Not sure if this will help you obtain his cell phone number, search the tabs on the recommended sites . The work is a good place to start

reverse cell look up - Marriage Builders® Forums
_Posted via Mobile Device_


----------



## Eli-Zor (Nov 14, 2010)

From elsewhere


"Zabasearch is a good resource. Also, if you go to the bottom of the page and click on a link that says something like "Can't find XXX?", it will take to an intellius page that also gives locations where the person has lived along with the names of possible relatives.l
_Posted via Mobile Device_


----------



## oregonmom (Jan 6, 2012)

I don't know his work place. DH thinks he is in some kind of construction or contracting. Interesting about the email address I found - it is linked to a never set up myspace page (no friends or pictures) under the OW name and she is listed as single...I have her email address and it is different than what I have for him.


----------



## Numb in Ohio (Oct 31, 2011)

I went on peoplefinders.com and searched the name... got possible relatives and searched on FB. I luckily found someone who was willing to give me info on how to get ahold of OWH... I called their home phone (knowing he got home before her),, and left brief message for him to call me back (which he did) and was then able to email him all the call logs and text logs to him....

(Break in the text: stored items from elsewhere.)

PR #8335, opened 2026-06-18
feat: support structured instruction reply errors

### LINKED ISSUE #8207: Preserve structured error status in instruction replies
Instruction replies currently often use `SimpleReply`, which only carries `result: bool` and an optional stringified error. This loses structured error information such as status code and retryability.

As a result, metasrv procedures may be unable to distinguish permanent failures from transient ones and may retry until deadline instead of aborting early.

This enhancement should make instruction replies preserve structured error metadata so callers can make correct retry/abort decisions.

_Originally posted by @WenyXu in https://github.com/GreptimeTeam/greptimedb/pull/8194#discussion_r3334053697_

WenyXu:

close #8207

This PR introduces structured instruction reply errors and updates procedure-side handling to respect retry hints from instruction errors.

Main changes:

- Add `InstructionError` / `InstructionResult` as structured instruction error representation.
- Add serde helpers for `StatusCode` and `RetryHint` so instruction errors can carry machine-readable error code and retry semantics.
- Refactor datanode instruction replies to return structured errors instead of plain strings.
- Keep legacy string error compatibility by mapping old string errors to `Internal + Retryable`.
- Update metasrv procedures to respect `InstructionError.retry_hint`:
  - retryable instruction errors return retryable procedure errors;
  - non-retryable instruction errors fail fast.
- Preserve existing whole-operation retry behavior; partial retry is intentionally not introduced because these operations are idempotent.

## PR Checklist

### DIFF
--- a/src/common/meta/src/instruction.rs
+++ b/src/common/meta/src/instruction.rs
@@ -16,6 +16,8 @@ use std::collections::{HashMap, HashSet};
 use std::fmt::{Display, Formatter};
 use std::time::Duration;
 
+use common_error::ext::{ErrorExt, RetryHint};
+use common_error::status_code::StatusCode;
 use serde::{Deserialize, Deserializer, Serialize, Serializer};
 use store_api::region_engine::SyncRegionFromRequest;
 use store_api::region_request::{RegionFlushReason, RegionRequirements};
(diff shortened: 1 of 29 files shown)


src/common/meta/src/instruction.rs
```diff
@@ -85,7 +175,7 @@ impl Display for DowngradeRegionReply {
 #[derive(Debug, Serialize, Deserialize, PartialEq, Eq, Clone)]
 pub struct SimpleReply {
     pub result: bool,
-    pub error: Option<String>,
+    pub error: Option<InstructionError>,
```
fengjiachun, line 178: Changing this field from `Option<String>` to `Option<InstructionError>` changes the mailbox reply wire shape for every datanode instruction error: new datanodes will serialize `error` as an object, while older metasrv binaries only know how to deserialize a string here. The manual `Deserialize` impl makes new metasrv accept legacy string errors, but it does not help the reverse direction during mixed-version or rolling upgrades. If component-level compatibility is expected, please keep the old `error: Option<String>` shape and add structured fields alongside it, or gate structured serialization by peer version.

WenyXu: Good point. For operator-managed rolling upgrades, metasrv is upgraded before datanode, so the problematic direction (old metasrv deserializing new datanode replies) should not happen. The manual Deserialize covers the supported mixed-version phase where new metasrv receives legacy string errors from old datanodes.

fengjiachun (approved):
LGTM

PR #8337, opened 2026-06-20
fix: redact Kafka SASL password in debug output

v0y4g3r:

This PR prevents Kafka SASL passwords from being exposed through debug-formatted WAL configuration logs.

- Add a custom `Debug` implementation for `KafkaClientSaslConfig` that preserves usernames and redacts password fields as `<REDACTED>`.
- Cover `MetasrvWalConfig` debug output with a regression test to ensure configured Kafka passwords are not printed.

## PR Checklist

Test plan:

- `rtk cargo test -p common-wal`

### DIFF
--- a/src/common/wal/src/config/kafka/common.rs
+++ b/src/common/wal/src/config/kafka/common.rs
@@ -12,6 +12,7 @@
 // See the License for the specific language governing permissions and
 // limitations under the License.
 
+use std::fmt;
 use std::io::Cursor;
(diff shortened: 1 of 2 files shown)


src/common/wal/src/config/kafka/common.rs
evenyag, line 72: We can also use SecretString

evenyag (approved):

Issue #6980, opened 2025-09-16
`v1/labels` returns slowly, causing grafana pending


tangyouzzz:
### What type of bug is this?

User Experience

### What subsystems are affected?

Frontend

### Minimal reproduce step

1. Use the grafana prometheus plugin
2. edit dashboard panel
3. When the prometheus plugin edit pane;, it will request the /v1/labels according to the number of query. 
3. When labels are a lot, it is very slow to return(about 2m), which will cause grafana request hangup

### What did you expect to see?

api/v1/labels return to become faster

### What did you see instead?

After looking at the interface logic now is to get all tables, and then loop to get all labels in the table. If I have many tables, this will be slow. Is it possible to query all labels of a specified schema from the `information_schema.columns` table?

### What operating system did you use?

linux

### What version of GreptimeDB did you use?

v0.15.3

### Relevant log output and stack trace

```bash

```

killme2008:
Yes, this is a known issue and will be addressed in the following releases.

We may need to design label storage like that to make it fast.

PR #8341, opened 2026-06-21
fix: stream tables for prometheus label discovery

RitwijParmar:
## What

This changes Prometheus `/api/v1/labels` discovery to iterate `CatalogManager::tables()` instead of first listing table names and then doing one table lookup per name. The KV catalog implementation already batches table metadata through that stream, so the label discovery path can reuse it directly.

## Why

Grafana calls `/api/v1/labels` during metric exploration. With many metric tables, the previous code performed serial catalog table lookups after listing table names, which makes the endpoint scale poorly. This is related to #6980.

## Tests

- `cargo fmt --check`
- `git diff --check`
- `PROTOC=/Users/ritwij/.local/protoc-25.3/bin/protoc CARGO_INCREMENTAL=0 CARGO_BUILD_JOBS=2 RUSTFLAGS='-C debuginfo=0' cargo test -p servers --lib test_get_all_column_names_uses_tag_columns`

### DIFF
--- a/src/servers/src/http/prometheus.rs
+++ b/src/servers/src/http/prometheus.rs
@@ -43,8 +43,8 @@ use datafusion_common::ScalarValue;
 use datatypes::prelude::ConcreteDataType;
 use datatypes::schema::{ColumnSchema, SchemaRef};
 use datatypes::types::jsonb_to_string;
-use futures::StreamExt;
 use futures::future::join_all;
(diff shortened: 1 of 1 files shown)


killme2008 (approved):
LGTM

killme2008:
Good catch! Thank you.

PR #8352, opened 2026-06-23
perf(mito): prune files by manifest time range

discord9:

N/A

This PR adds conservative file-level pruning for Mito scans before loading Parquet metadata.

When scanning an SST, `ScanInput::prune_file()` now first builds lightweight pruning statistics from the manifest-level `FileHandle::time_range()` and evaluates the current predicate snapshot, including dynamic filters. If the predicate proves that the whole SST file cannot match, the scan returns an empty `FileRangeBuilder` before calling `read_sst(...).build_reader_input(...)`, avoiding Parquet metadata loading and row-group pruning for that file.

This is intended to reduce metadata work for `ORDER BY time_index DESC LIMIT ...` / TopK dynamic-filter queries on large append-mode regions. After TopK establishes a timestamp threshold, older SST files can be skipped using manifest time ranges without reading their Parquet row-group metadata.

The pruning is conservative:

- only the time index column exposes file-level min/max/null-count statistics;
- unsupported columns or timestamp conversion failures keep the file;
- existing row-group pruning remains unchanged for files that cannot be skipped at file level.

Validation:

- `cargo test -p mito2 test_file_level_pruning`
- `cargo test -p mito2 scan_region`
- `cargo check -p mito2`

## PR Checklist

### DIFF
--- a/src/mito2/src/sst/parquet/reader.rs
+++ b/src/mito2/src/sst/parquet/reader.rs
@@ -1370,6 +1370,9 @@ fn all_required_row_groups_searched(
 /// Metrics of filtering rows groups and rows.
 #[derive(Debug, Default, Clone)]
 pub(crate) struct ReaderFilterMetrics {
+    /// Number of files filtered by manifest time-range pruning.
+    pub(crate) files_pruned_by_manifest_time_range: usize,
+
     /// Number of row groups before filtering.
     pub(crate) rg_total: usize,
     /// Number of row groups filtered by fulltext index.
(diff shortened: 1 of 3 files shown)


waynexia:
@codex review

discord9:
@codex review

src/mito2/src/sst/parquet/reader.rs
```diff
@@ -1370,6 +1370,9 @@ fn all_required_row_groups_searched(
 /// Metrics of filtering rows groups and rows.
 #[derive(Debug, Default, Clone)]
 pub(crate) struct ReaderFilterMetrics {
+    /// Number of files filtered by manifest time-range pruning.
+    pub(crate) files_pruned_by_manifest_time_range: usize,
```
evenyag: Maybe move this to the end of the struct? Should we rename it to files_dyn_filtered, which is shorter?

discord9:
@codex review

evenyag:
@codex review

src/mito2/src/sst/parquet/reader.rs
discord9: Moved it near the other pruner metrics and shortened the name to `files_time_range_pruned`. I kept `time_range` instead of `dyn` because this counter can be incremented by any predicate evaluated against the manifest time range, not only TopK dynamic filters.

evenyag (approved):

Issue #8340, opened 2026-06-21
Support table-level auto_flush_interval


killme2008:
### What type of enhancement is this?

Configuration / User experience

### What does the enhancement do?

Make `auto_flush_interval` configurable at the table (region) level, in addition to the existing global setting.

Today `auto_flush_interval` is a global Mito engine config (`src/mito2/src/config.rs`, default 30min). It controls how long a region can stay un-flushed before the periodic flush job flushes it (see `flush_periodically` and `flush_regions_on_engine_full` in `src/mito2/src/worker/handle_flush.rs`, both read `self.config.auto_flush_interval`).

A single global value doesn't fit every workload. In practice you often want a different flush cadence for a few specific tables while leaving the rest on the default:

- Low-traffic tables that should flush sooner so data lands in object storage / becomes queryable with bounded latency.
- High-traffic or throwaway tables where you want a longer interval to reduce small-file pressure and compaction load.

Proposed behavior:

- Add an `auto_flush_interval` table option (e.g. `WITH ('auto_flush_interval' = '5m')`), stored in the region options.
- The periodic flush logic uses the per-region value when set, and falls back to the global engine config when unset.
- Setting it via `ALTER TABLE` should take effect without restart, consistent with how other region options behave.

This mirrors options like `ttl`, which already support both a global default and a per-table override.

### Implementation challenges

- Add `auto_flush_interval: Option<Duration>` to `RegionOptions` (`src/mito2/src/region/options.rs`), with parsing/validation consistent with existing duration options.
- In `handle_flush.rs`, resolve the effective interval per region: `region_options.auto_flush_interval.unwrap_or(self.config.auto_flush_interval)` instead of always using the global config.
- Wire the option through SQL table options -> region create/alter requests so it can be set at `CREATE TABLE` and changed via `ALTER TABLE`.
- Make sure the option is round-tripped in `SHOW CREATE TABLE` and covered by sqlness tests.

PR #8357, opened 2026-06-25
feat: support table-level auto_flush_interval

raphaelroshan:

Part of #8340 (the `CREATE TABLE` path; `ALTER TABLE` support to follow).

`auto_flush_interval` is currently a single global Mito engine config, so every region shares one flush cadence. This makes it configurable per table (region), mirroring how `ttl` supports a global default with a per-table override.

- Add `auto_flush_interval: Option<Duration>` to `RegionOptions`, parsed from the table option using the same `humantime` format as the global config.
- The periodic flush logic (`flush_periodically` and `flush_regions_on_engine_full`) resolves the effective interval per region as `region.options.auto_flush_interval.unwrap_or(self.config.auto_flush_interval)`, so unset regions keep the global behavior. Changes take effect on the next flush cycle since the option is read from the region's current version each time.
- Accept the key in `is_mito_engine_option_key` so it can be set at creation, e.g. `CREATE TABLE ... WITH ('auto_flush_interval' = '5m')`. Like other non-`ttl` options it round-trips through the region options map and `SHOW CREATE TABLE`.

Scope: this PR covers setting the option at `CREATE TABLE`. Changing it via `ALTER TABLE` is a natural follow-up (a `SetRegionOption::AutoFlushInterval` variant + the apply path in `handle_alter`); happy to fold it in here if preferred.

## PR Checklist

### DIFF
--- a/src/mito2/src/compaction/window.rs
+++ b/src/mito2/src/compaction/window.rs
@@ -243,6 +243,7 @@ mod tests {
             ssts: Arc::new(ssts),
             options: RegionOptions {
                 ttl: ttl.map(|t| t.into()),
+                auto_flush_interval: None,
                 compaction: Default::default(),
                 compaction_override: false,
                 storage: None,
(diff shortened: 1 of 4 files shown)


evenyag:
@codex review

evenyag (approved):
LGTM. Thank you!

Also, you might check linkedin.com ( if they are on there it will show what company they work for and you can get ahold of them at work. 

Revenge is sweet......


----------



## oregonmom (Jan 6, 2012)

Thanks everyone.

Found his sister with phone number - should I call her? What should I say?


----------



## Thorburn (Nov 23, 2011)

oregonmom said:


> Thanks everyone.
> 
> Found his sister with phone number - should I call her? What should I say?


It is a crap shoot if you call her. If it is the only lead you have then maybe but I would be hesitant.

I found everything about the OM online, his work, wife's information, church, etc. Cost me less then $2.00. Type in the person's name in Google to see the various services available. I used Intelius.com.


----------



## Numb in Ohio (Oct 31, 2011)

sometimes the intellius and peoplefinders.com will give email addresses for people also, so if they use their phone most the time, if they give an email address they will get it on their phone as well. 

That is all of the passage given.